(INPUT DATA)
PR #1687, opened 2023-09-11
Watch sealing state until finalized

dirkmc:
Once the deal has been handed off to the sealing subsystem, watch the sealing state until it reaches a final state, then mark the deal as completed.

### DIFF
--- a/storagemarket/direct_deals_provider.go
+++ b/storagemarket/direct_deals_provider.go
@@ -13,6 +13,7 @@ import (
 	"github.com/filecoin-project/boost/api"
 	"github.com/filecoin-project/boost/db"
 	"github.com/filecoin-project/boost/storagemarket/logs"
+	"github.com/filecoin-project/boost/storagemarket/sealingpipeline"
 	"github.com/filecoin-project/boost/storagemarket/types"
 	smtypes "github.com/filecoin-project/boost/storagemarket/types"
 	"github.com/filecoin-project/boost/storagemarket/types/dealcheckpoints"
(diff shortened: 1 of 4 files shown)


storagemarket/direct_deals_provider.go
```diff
@@ -404,9 +407,73 @@ func (ddp *DirectDealsProvider) execDeal(ctx context.Context, entry *smtypes.Dir
...
+		// Get the sector status
+		si, err := ddp.sps.SectorsStatus(ddp.ctx, sectorNum, false)
+		if err == nil && si.State != lastSealingState {
+			// Sector status has changed
+			lastSealingState = si.State
+			ddp.dealLogger.Infow(dealUuid, "current sealing state", "state", si.State)
+		}
+
+		if IsFinalSealingState(si.State) {
+			if HasDeal(si.Deals, deal.ChainDealID) {
```
nonsense, line 438: We don't have `deal.ChainDealID` at all in DDO.

storagemarket/direct_deals_provider.go
```diff
@@ -404,9 +407,60 @@ func (ddp *DirectDealsProvider) execDeal(ctx context.Context, entry *smtypes.Dir
...
+	checkSealingFinalized := func() bool {
+		// Get the sector status
+		si, err := ddp.sps.SectorsStatus(ddp.ctx, sectorNum, false)
+		if err == nil && si.State != lastSealingState {
+			// Sector status has changed
+			lastSealingState = si.State
+			ddp.dealLogger.Infow(dealUuid, "current sealing state", "state", si.State)
+		}
+
+		return IsFinalSealingState(si.State)
```
nonsense, line 436: if `err != nil` I think this will panic, as `si` will be nil.

dirkmc: Thanks - still waking up here :)

PR #1696, opened 2023-09-12
feat: index and announce direct deals

LexLuthr:
This PR adds the code for indexing and announcing the direct deals.

- [x] Make a decision on what to use for onChainDealID in pieceStore (add an extra column for allocation ID?)
- [x] Update the code based on the above decision
- [x] Change unique context for direct deals to UUID
- [x] Update multihash iterator to use proposalCIDs as well as UUID

We will reuse the ChainDealID column to save the allocationIDs.
There will be an additional column called IsDirectDeal to distinguish what the ChainDealID column contains.


extern/boostd-data/model/model.go
```diff
@@ -31,6 +31,7 @@ type DealInfo struct {
 
 	// If we don't have CarLength, we have to iterate over all offsets, get
 	// the largest offset and sum it with length.
```
dirkmc, line 33: Let's update this comment

extern/boostd-data/yugabyte/cassmigrate/20230913144459_deals_add_is_direct.go
```diff
@@ -0,0 +1,48 @@
...
+			qry1 := `UPDATE PieceDeal SET IsDirectDeal = ? WHERE DealUuid = ?`
+			err1 := session.Query(qry1, dd, i).WithContext(ctx).Exec()
+			if err1 != nil {
+				return fmt.Errorf("setting deal %s miner address to %t: %w", i, dd, err1)
+			}
+			return nil
+		})
+	}
+
+	return eg.Wait()
```
dirkmc, line 47: I'm not sure that we need to set IsDirectDeal to false explicitly - IIUC the database with automatically set a new boolean column to false by default.

indexprovider/wrapper.go
```diff
@@ -528,18 +532,22 @@ func (w *Wrapper) IndexerAnnounceLatestHttp(ctx context.Context, announceUrls []
 }
 
 func (w *Wrapper) MultihashLister(ctx context.Context, prov peer.ID, contextID []byte) (provider.MultihashIterator, error) {
-	provideF := func(proposalCid cid.Cid, pieceCid cid.Cid) (provider.MultihashIterator, error) {
+	provideF := func(identifier string, isDD bool, pieceCid cid.Cid) (provider.MultihashIterator, error) {
+		idName := "propCid"
```
dirkmc, line 536: I think we can simplify by creating a new log variable, eg `idlog := log.With(idName, identifier)`

indexprovider/wrapper.go
```diff
@@ -551,69 +559,88 @@ func (w *Wrapper) MultihashLister(ctx context.Context, prov peer.ID, contextID [
...
+			e := fmt.Errorf("getting deal with UUID %s from direct deal database: %w", dealUUID, dderr)
+			log.Infow("pausing ingestion", "deal UUID", dealUUID, "err", e)
+			return nil, e
+		}
 	}
 
-	// The deal was not found in the boost or legacy database.
-	// Skip this deal and continue ingestion.
-	err = fmt.Errorf("deal with proposal cid %s not found", proposalCid)
-	log.Infow("skipping ingestion", "proposalCid", proposalCid, "err", err)
```
dirkmc, line 616: I think we still want to preserve this "not found" error message in the case that the context ID is a uuid but it's not found in the boost DB

indexprovider/wrapper.go
```diff
@@ -684,3 +711,38 @@ type basicDealInfo struct {
...
 	DealProposal   storagemarket.ClientDealProposal
 }
+
+func (w *Wrapper) AnnounceBoostDirectDeal(ctx context.Context, entry *types.DirectDeal) (cid.Cid, error) {
+	// Filter out deals that should not be announced
+	if !entry.AnnounceToIPNI {
+		return cid.Undef, nil
+	}
+
+	contextID := []byte(entry.ID.String())
```
dirkmc, line 721: Does this work? As we're parsing the context ID with uuid.FromBytes, I would expect that we would need to product the context ID with MarshallBinary()

indexprovider/wrapper.go
```diff
@@ -684,3 +711,38 @@ type basicDealInfo struct {
...
+	}
+
+	// Ensure we have a connection with the full node host so that the index provider gossip sub announcements make their
+	// way to the filecoin bootstrapper network
+	if err := w.meshCreator.Connect(ctx); err != nil {
+		log.Errorw("failed to connect boost node to full daemon node", "err", err)
+	}
+
+	// Announce deal removal to network Indexer
+	annCid, err := w.prov.NotifyRemove(ctx, "", []byte(dealUUID.String()))
```
dirkmc, line 743: Same question about MarshallBinary here

storagemarket/direct_deals_provider.go
```diff
@@ -71,8 +77,10 @@ func NewDirectDealsProvider(cfg DDPConfig, fullnodeApi v1api.FullNode, pieceAdde
 		//logsSqlDB: logsSqlDB,
 		//logsDB: logsDB,
 
-		dealLogger: dealLogger,
-		running:    make(map[uuid.UUID]struct{}),
+		dealLogger:     dealLogger,
+		running:        make(map[uuid.UUID]struct{}),
+		piecedirectory: piecedirectory,
```
dirkmc, line 82: nit: let's rename the piecedirectory parameter so that it doesn't override the package name

storagemarket/direct_deals_provider.go
```diff
@@ -566,3 +586,50 @@ func (ddp *DirectDealsProvider) FailPausedDeal(ctx context.Context, id uuid.UUID
...
+			annCid, err := ddp.ip.AnnounceBoostDirectDeal(ctx, entry)
+			if err != nil {
+				return &dealMakingError{
+					retry: types.DealRetryAuto,
+					error: fmt.Errorf("failed to announce deal to network indexer: %w", err),
+				}
+			}
+			ddp.dealLogger.Infow(entry.ID, "announced the direct deal to network indexer", "announcement-cid", annCid)
+		} else {
+			ddp.dealLogger.Infow(entry.ID, "didn't announce the direct deal as requested in the deal proposal")
```
dirkmc, line 624:
```suggestion
			ddp.dealLogger.Infow(entry.ID, "didn't announce the direct deal as requested in the deal proposal because announcements are disabled")
```

storagemarket/types/direct_data.go
```diff
@@ -32,6 +32,7 @@ type DirectDeal struct {
 
 	// InboundCARPath is the file-path where the storage provider will persist the CAR file sent by the client.
 	InboundFilePath string
+	InboundFileSize int64
```
dirkmc, line 35: Is InboundFileSize being stored to the db? If so we will need to add it to the db code also

extern/boostd-data/yugabyte/cassmigrate/20230913144459_deals_add_is_direct.go
LexLuthr: I don't think Cassandra does default values. It will set it to NULL as everything is key:value pair in the lower layers. I will  check with Yugabyte team about this.

storagemarket/direct_deals_provider.go
LexLuthr: There is a separate line for when announcements are disabled as index-provider is disabled. This case is for when client requests not to announce

extern/boostd-data/yugabyte/cassmigrate/20230913144459_deals_add_is_direct.go
dirkmc: hmm yeah I think you're right, it will set the column to null.
If that's the case then I think we can still simplify this a bit - we don't need to update all rows one by one, we can just do a single update for all rows:
`UPDATE PieceDeal SET IsDirectDeal = false`

storagemarket/direct_deals_provider.go
dirkmc: Ah ok thanks, I got confused by the language.
Let's change it to
```didn't announce the direct deal because the client disabled announcements for this deal```

File: extern/boostd-data/yugabyte/cassmigrate/20230913144459_deals_add_is_direct.go (hunk 2 above)
Comment (LexLuthr) [reply extern/boostd-data/yugabyte/cassmigrate/20230913144459_deals_add_is_direct.go:47]: Cassandra doesn't allow setting a column value for all rows. I tried different approaches but none of them worked. 

```
  (ql error -12)
go-tests_1  |     svc_test_util.go:348: 
go-tests_1  |           Error Trace:    /go/src/svc/svc_test_util.go:348
go-tests_1  |                                                   /go/src/svc/svc_yugabyte_test.go:52
go-tests_1  |           Error:          Received unexpected error:
go-tests_1  |                           starting local index directory service: running cassandra migrations: running migration ts20230913144459_dealsAddIsDirectDealColumn: setting IsDirectDeal to false: Invalid CQL Statement. Missing partition key
go-tests_1  |                           UPDATE PieceDeal SET IsDirectDeal = FALSE
go-tests_1  |                           ^^^^^^
go-tests_1  |                            (ql error -12)
go-tests_1  |           Test:           TestCleanupYugabyte
```

dirkmc: Interesting, I guess that makes sense as it's not really a relational db.
Ok in that case I'll resolve the comment.

dirkmc (approved):

PR #1697, opened 2023-09-13
fix: update recovery for non-car files

### LINKED ISSUE #1693: nocar: Update LID recovery tool to account for non-car files
This would need be implemented along with changes required to recover without onChain details about the deals

LexLuthr:
Fixes #1693 
This PR uses UnsealSectorAt() to get a reader and directly feeds the reader to the commP writer. This is the same mechanism as getting a full piece from `booster-HTTP` and calculating commP on it.

### DIFF
--- a/cmd/boostd/recover.go
+++ b/cmd/boostd/recover.go
@@ -574,10 +574,10 @@ func processPiece(ctx context.Context, sectorid abi.SectorNumber, chainDealID ab
 	if err != nil {
 		return err
 	}
+	defer reader.Close()
 	if !isUnsealed {
 		return fmt.Errorf("sector %d is not unsealed", sid)
 	}
-	defer reader.Close()
 
 	dr.Sectors[sid].Deals[cdi].IsUnsealed = true
 	dr.Sectors[sid].Deals[cdi].GotDataReader = true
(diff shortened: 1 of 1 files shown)


cmd/boostd/recover.go
```diff
@@ -670,14 +661,13 @@ func processPiece(ctx context.Context, sectorid abi.SectorNumber, chainDealID ab
...
 
-		//fmt.Println("CommP CID: ", encoder.Encode(commp.PieceCID))
-		//fmt.Println("Piece size: ", types.NewInt(uint64(commp.PieceSize.Unpadded().Padded())))
-
 		if !commp.PieceCID.Equals(piececid) {
 			return fmt.Errorf("calculated commp doesnt match on-chain data, expected %s, got %s", piececid, commp.PieceCID)
 		}
 	}
 
+	_ = reader.Close()
```
dirkmc, line 669:
```suggestion
```

cmd/boostd/recover.go
```diff
@@ -580,15 +580,6 @@ func processPiece(ctx context.Context, sectorid abi.SectorNumber, chainDealID ab
```
dirkmc, line 580: I'd suggest putting `defer reader.Close()` right after the error check above

cmd/boostd/recover.go
```diff
@@ -577,22 +577,9 @@ func processPiece(ctx context.Context, sectorid abi.SectorNumber, chainDealID ab
 	if !isUnsealed {
 		return fmt.Errorf("sector %d is not unsealed", sid)
 	}
+	defer reader.Close()
```
dirkmc, line 580: The defer should go before the isUnsealed check above

dirkmc (approved):

PR #1704, opened 2023-09-20
chore(deps): upgrade graphsync for identity CID fix

rvagg:


rvagg:
test failing because the test itself uses an identity CID for "missing" .. working on some additional tests and possible changes to handle identity CIDs through a retrieval cycle

rvagg:
OK, this is a bit of a problem and I'm going to have to take an alternative approach with graphsync because of classic online deal flow and it's reliance on identity CIDs being non-simulated blocks _everywhere_.

LexLuthr (commented):
The new itest is still not in circleCI.

LexLuthr (approved):

LexLuthr (approved):
LGTM!

Issue #1593, opened 2023-07-26
Multi Stream http download for online deals


LexLuthr:
Current Status:
Boost current uses a single stream to download the data. Most of the clients have some kind of bandwidth control on their side to balance the load. This makes a single stream download slower.

Proposal:
1. Limits: Default streams - 5
                Maximum Stream - 16
                
2. User can configure the number of streams allowed per deal download. This number must be between 1 and 16.
3. We download car file for each deal with the configured number of stream. **The total number of deals to deal download in parallel with stay same and would not be in the scope of this feature.**
4. To break the download into chunks, we request the content-Length and divide is by (number of streams -1) and remainder is downloaded by the last stream.

Example: With 10 stream
          Content Length % (10 -1) = Stream 10
          Content Length / (10 -1) = Stream 1 to Stream 9 equally 

5. The total required space should not exceed the car file size
6. Backoff/Retry should work for each stream. Client might have a cap on number of parallel connections from same IP.
7. Resume should work for each stream instead of each deal. This will help reduce the bandwidth and data consumption on SP side.
8. File writing should be handler by a single atomic writer.
9. Each stream will have it's own writer which will keep track of all the range offset and current offset. This writer will in turn call the other atomic writer to write to the disk using os.WriteAt().
10. If writing to the disk is slow, we will need to figure out a way to write to the disk concurrently. Probably a multiple independent writers will work if we use a single *File as long as we can guarantee no overwriting. 

The aria2c utility used by most of our SPs has a similar working process. It allows users to queue multiple downloads. From the queue, it picks up the configured number of downloads to process. For each download it will use configured number of streams to download the data to a single file.
Aria2c utilises a control file resume downloads. It is few KBs for each download and is removed once download complete. We can probably use a similar approach or use DB.

PR #1710, opened 2023-09-22
feat: add multistream http download

ischasny:
* Add a feature to split http download into multiple chunks. Chunks are downloaded into temporary files, which then get merged into one;
* Downnloads over libp2p are always done in one chunk only;
* Add NChunks configuration parameter;
* Fix tests to handle not just open-ended range requests;
* Don't allow private ip addresses and redirects.

### DIFF
--- a/transport/httptransport/http_downloader.go
+++ b/transport/httptransport/http_downloader.go
@@ -62,7 +62,7 @@ func (d *downloader) doHttp() error {
 	// send http request and validate response
 	resp, err := d.transfer.client.Do(req)
 	if err != nil {
-		return &httpError{error: fmt.Errorf("failed to send  http req: %w", err)}
+		return &httpError{error: fmt.Errorf("failed to send http req: %w", err)}
 	}
 	// we should either get back a 200 or a 206 -> anything else means something has gone wrong and we return an error.
 	defer resp.Body.Close() // nolint
--- a/transport/httptransport/http_downloader.go
+++ b/transport/httptransport/http_downloader.go
@@ -7,9 +7,6 @@ import (
 	"io"
 	"net/http"
 	"os"
-	"sync/atomic"
-
-	"github.com/filecoin-project/boost/transport/types"
 )
 
 type downloader struct {
@@ -20,6 +17,7 @@ type downloader struct {
 	rangeStart int64
 	rangeEnd   int64
 	chunkNo    int
+	dealSize   int64
 }
 
 func (d *downloader) doHttp() error {
@@ -37,7 +35,7 @@ func (d *downloader) doHttp() error {
 	// calculate range boundaries taking into account bytes that have been already downloaded
 	fi, err := os.Stat(d.chunkFile)
 	if err != nil && !errors.Is(err, os.ErrNotExist) {
-		return &httpError{error: fmt.Errorf("failed to read file size: %w", err)}
+		return &httpError{error: fmt.Errorf("failed to read size of chunk file %s: %w", d.chunkFile, err)}
 	}
 	var offset int64
 	if fi != nil {
@@ -79,7 +77,7 @@ func (d *downloader) doHttp() error {
 	// create chunk file if it doesn't exist
 	of, err := os.OpenFile(d.chunkFile, os.O_APPEND|os.O_CREATE|os.O_WRONLY, 0644)
 	if err != nil {
-		return &httpError{error: fmt.Errorf("failed to open chunk file for write: %w", err)}
+		return &httpError{error: fmt.Errorf("failed to open chunk file %s for write: %w", d.chunkFile, err)}
 	}
 	defer of.Close()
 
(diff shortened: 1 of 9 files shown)


dirkmc (commented):
Looks great so far 👍 

If I'm reading the code correctly, it will split the file into chunks (5 by default), and make a request for the chunks in parallel. However it will only start reading the response stream for each chunk once the previous chunk has completed. So I'm not sure this will end up being faster than a single stream download.

transport/httptransport/http_transport.go
```diff
@@ -120,6 +140,12 @@ func (h *httpTransport) Execute(ctx context.Context, transportInfo []byte, dealI
 	}
 	h.dl.Infow(duuid, "existing file size", "file size", fileSize, "deal size", dealInfo.DealSize)
 
+	// default to a single stream for libp2p urls as libp2p server doesn't support range requests
```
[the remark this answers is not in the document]
ischasny: yes, looks like it doesn't

transport/httptransport/http_transport.go
```diff
@@ -252,7 +267,75 @@ func (t *transfer) execute(ctx context.Context) error {
 
 		// start the http transfer
 		remaining := t.dealInfo.DealSize - t.nBytesReceived
-		reqErr := t.doHttp(ctx, req, of, remaining)
+
+		// split download into chunks
+		// each chunk should be bigger than minChunkBytes
+		nChunks := int(remaining/minChunkBytes) + 1
```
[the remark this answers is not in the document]
ischasny: Good spot - fixed.

transport/httptransport/http_transport.go
```diff
@@ -50,6 +58,15 @@ func BackOffRetryOpt(minBackoff, maxBackoff time.Duration, factor, maxReconnectA
 	}
 }
 
+func NChunksOpt(nChunks int) Option {
+	return func(h *httpTransport) {
+		if nChunks < 1 || nChunks > 16 {
+			return
+		}
```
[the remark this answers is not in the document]
ischasny: Fixed

transport/httptransport/http_transport.go
```diff
@@ -216,53 +234,114 @@ type transfer struct {
...
 func (t *transfer) execute(ctx context.Context) error {
 	duuid := t.dealInfo.DealUuid
-	for {
-		// construct request
-		req, err := http.NewRequest("GET", t.tInfo.URL, nil)
-		if err != nil {
-			return fmt.Errorf("failed to create http req: %w", err)
+
+	// create downloaders. Each downloader must be initialised with the same byte range across restarts in order to resume previous downloads.
+	// if the output file contains some data in it already, do not create a downloader for it again
```
dirkmc, line 245: > if the output file contains some data in it already, do not create a downloader for it again

I'm not sure I understand this comment.. are you saying that if some chunks have already downloaded, don't download them again?

transport/httptransport/http_downloader.go
```diff
@@ -0,0 +1,207 @@
...
+
+			// if the number of read and written bytes don't match -> something has gone wrong, abort the http req.
+			if nw < 0 || nr != nw {
+				if writeErr != nil {
+					return &httpError{error: fmt.Errorf("failed to the chunk file: %w", writeErr)}
+				}
+				return &httpError{error: fmt.Errorf("read-write mismatch writing to the chunk file, read=%d, written=%d", nr, nw)}
+			}
+			chunkBytesReceived += int64(nw)
+			totalBytesReceived := atomic.AddInt64(&d.transfer.nBytesReceived, int64(nw))
```
dirkmc, line 109: We should check that wherever transfer.nBytesReceived is being accessed, it's accessed with atomic.LoadInt64().
Maybe it would make sense to add a method to transfer (eg `addBytesReceived(delta int64)`) that
- updates the nBytesReceived (with an exclusive lock)
- emits an event with the new total bytes received

dirkmc (commented):
A few suggestions, but overall it looks great, nice work! 🙌

transport/httptransport/http_transport.go
```diff
@@ -216,53 +234,114 @@ type transfer struct {
...
+	outputStats, err := os.Stat(t.dealInfo.OutputFile)
+	if err != nil {
+		return &httpError{error: fmt.Errorf("failed to get stats of the output file: %w", err)}
+	}
+
+	chunkSize := t.dealInfo.DealSize / int64(t.nChunks)
```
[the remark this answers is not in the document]
ischasny: Good point - adding

transport/httptransport/http_transport.go
ischasny: There are a few possible scenarios there: 
1. some chunks might have been fully downloaded, while others just partially. We need to do nothing for the former and finish downloading for the latter. 
2. all chunks have been downloaded. Only some chunks have been merged into the main file and their temp files have been deleted. We need to make sure to not to re-download the merged chunks again. 

Added clarification to the code.

transport/httptransport/http_downloader.go
ischasny: Good point - added

transport/httptransport/http_transport.go
```diff
@@ -119,6 +121,16 @@ func (h *httpTransport) Execute(ctx context.Context, transportInfo []byte, dealI
 	}
 	tInfo.URL = u.Url
 
+	// don't allow private network addresses as per https://en.wikipedia.org/wiki/Private_network
```
nonsense, line 124: I think we want this to be configurable. We don't really know what kind of setups SPs have and what software they've integrated Boost with... I wouldn't be surprised if some deals are made with private IPs for fetching data.

ischasny:
Splitting this PR into multiple small ones. The first one: https://github.com/filecoin-project/boost/pull/1723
(End INPUT DATA)
Quote exactly the first line of the entries and every line after it, stopping with the line that contains "This PR adds".

PR #1687, opened 2023-09-11
Watch sealing state until finalized

dirkmc:
Once the deal has been handed off to the sealing subsystem, watch the sealing state until it reaches a final state, then mark the deal as completed.

### DIFF
--- a/storagemarket/direct_deals_provider.go
+++ b/storagemarket/direct_deals_provider.go
@@ -13,6 +13,7 @@ import (
 	"github.com/filecoin-project/boost/api"
 	"github.com/filecoin-project/boost/db"
 	"github.com/filecoin-project/boost/storagemarket/logs"
+	"github.com/filecoin-project/boost/storagemarket/sealingpipeline"
 	"github.com/filecoin-project/boost/storagemarket/types"
 	smtypes "github.com/filecoin-project/boost/storagemarket/types"
 	"github.com/filecoin-project/boost/storagemarket/types/dealcheckpoints"
(diff shortened: 1 of 4 files shown)


storagemarket/direct_deals_provider.go
```diff
@@ -404,9 +407,73 @@ func (ddp *DirectDealsProvider) execDeal(ctx context.Context, entry *smtypes.Dir
...
+		// Get the sector status
+		si, err := ddp.sps.SectorsStatus(ddp.ctx, sectorNum, false)
+		if err == nil && si.State != lastSealingState {
+			// Sector status has changed
+			lastSealingState = si.State
+			ddp.dealLogger.Infow(dealUuid, "current sealing state", "state", si.State)
+		}
+
+		if IsFinalSealingState(si.State) {
+			if HasDeal(si.Deals, deal.ChainDealID) {
```
nonsense, line 438: We don't have `deal.ChainDealID` at all in DDO.

storagemarket/direct_deals_provider.go
```diff
@@ -404,9 +407,60 @@ func (ddp *DirectDealsProvider) execDeal(ctx context.Context, entry *smtypes.Dir
...
+	checkSealingFinalized := func() bool {
+		// Get the sector status
+		si, err := ddp.sps.SectorsStatus(ddp.ctx, sectorNum, false)
+		if err == nil && si.State != lastSealingState {
+			// Sector status has changed
+			lastSealingState = si.State
+			ddp.dealLogger.Infow(dealUuid, "current sealing state", "state", si.State)
+		}
+
+		return IsFinalSealingState(si.State)
```
nonsense, line 436: if `err != nil` I think this will panic, as `si` will be nil.

dirkmc: Thanks - still waking up here :)

PR #1696, opened 2023-09-12
feat: index and announce direct deals

LexLuthr:
This PR adds the code for indexing and announcing the direct deals.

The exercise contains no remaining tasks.